Beranda | Artikel
Pelajaran Tentang Manhaj Salaf
Sabtu, 23 Januari 2021

PELAJARAN TENTANG MANHAJ SALAF

Oleh
Syaikh Abdullah bin Shalih Al-Ubailan

Pembahasan Pertama
Yang Dimaksud Dengan Salafush Shalih

Etimologi (Secara bahasa)
Ibnul Faris berkata : Huruf sin dan lam dan fa’ adalah pokok yang menunjukkan “makna terdahulu” termasuk Salaf dalam hal ini adalah “orang-orang yang telah lampau” dan arti dari القوم السلاف “al-qoumu as-salaafu” artinya : mereka yang mereka yang telah terdahulu.

Terminologi (Secara istilah)
Para peneliti berbeda pendapat dalam mengartikan istilah “Salaf” ini dan terhadap siapa kata itu sesuai untuk diberikan, pendapat-pendapat ini banyak sekali, tetapi yang paling penting ada 4 pendapat :

  1. Sebagian peneliti berpendapat (dengan) membatasi madzhab Salaf pada suatu zaman tertentu dan tidak melebihi zaman itu, kemudian mereka yang berpendapat seperti ini menganggap, bahwa Pemikiran Islami” telah berkembang sesudah itu, dikembangkan oleh orang-orang yang berpendapat seperti ini.
  2. Sebagian lainnya berpendapat bahwa Salaf adalah mereka yang bersandar pada nash-nash (teks-teks) saja, dan tidak bersandar pada akal sedikitpun dan bahwasanya mereka pasrah kepada nash-nash tanpa memahami apa yang ditunjukkan oleh nash-nash itu, lalu mereka menyerahkan maknanya kepada Allah Subhanahu wa Ta’ala, dan bahwasanya mereka tersibukkan dengan berbagai macam ibadah serta hal-hal yang mendekatkan diri kepada Allah Subahanhu wa Ta’ala yang mereka pandang paling bermanfaat.
  3. Dan kelompok yang lain menyangka bahwa ilmu yang tumbuh dan berkembang dari pelajaran-pelajaran akal dalam ilmu kalam, berasal dan tumbuh dari madzhab Salaf itu sendiri, dan bukanlah disebabkan pengaruh dari luar (Islam).
  4. Ada juga yang menyangka bahwa madzhab Salaf adalah berdasarkan tujuan-tujuan dan aliran-aliran, dan bahwasanya aliran-aliran ini walaupun berbeda-beda dalam manhaj (metode) tapi diambil dan tumbuh di tangan ulama’ Islam.
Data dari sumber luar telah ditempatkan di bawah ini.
PR #5034, opened 2026-08-17
refactor(wizard): simplify integration configuration and update wizard mode handling

Devesh36:
- Removed the 'mode' parameter from `_configure_selected_integrations` and adjusted the prompt message.
- Updated the wizard mode handling to default to 'quickstart' instead of 'focused' for legacy modes.
- Consolidated next steps rendering logic in `_render_next_steps` to remove conditional checks.
- Deleted the now-redundant focused integrations test file


YauhenBichel (approved):
Thanks Devesh

PR #5036, opened 2026-08-17
refactor(harness): close the shell deep-import ledger to zero; spi.session_state; schema helpers and provider-model resolution leave the harness

YauhenBichel:
- Shell deep-import ledger 8 → 0 — every harness name surfaces/ uses now comes through a door, as the gateway already did. _KNOWN_DEEP_IMPORTS is frozenset().
- Doors: TurnPlan via .runtime (it's the stage protocols' parameter type; .ports would cycle); SELF_RECORDING_ACTION_TOOL_NAMES in a leaf (accounting/self_recording_tools.py) exported by spi.accounting, so spi stays import-cheap; spi.session_flags → spi.session_state (it was already state, not only flags) gaining compact_session_branch, format_recovery_note; JsonlSessionStore in spi.defaults; load_skill_body in spi.grounding.
- Out of the harness: JSON-schema builders (object_schema, string_property, string_array_property, ToolSchema) → core/tool_framework/utils/schema.py (15 importers, one ToolSchema definition); resolve_provider_models → core/llm/provider_models.py, rewritten to read each CLI provider's model env from the provider catalog instead of a hand-copied set + env-name table (repo rule: env names live under config/).
- Pins: test_public_api role lists, tests/shared/harness_doors.py role set (rename), shell ledger. Docs/AGENTS.md role name updated. No behaviour change.


YauhenBichel:
@greptile review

Dan mereka yang berpendapat seperti ini telah keliru dalam menentukan yang dimaksud dengan Salaf, yang demikian itu disebabkan karena mereka melihat pada masalah ini berdasarkan pada pokok-pokok manhaj, yang dan tidak bertolak dari sandaran /pijakan syariat yang jelas dan tidak ada yang jelas.

Dan agar kita sampai pada pemahaman yang benar yang dapat menentukan maksud dari “Salaf” dengan penentuan yang cermat, maka kita diharuskan mengambil pelajaran pada beberapa perkara yang penting dari masalah ini.

Perkara Pertama
Mengenal penentuan berdasarkan zaman untuk menerangkan permulaan madzhab Salaf.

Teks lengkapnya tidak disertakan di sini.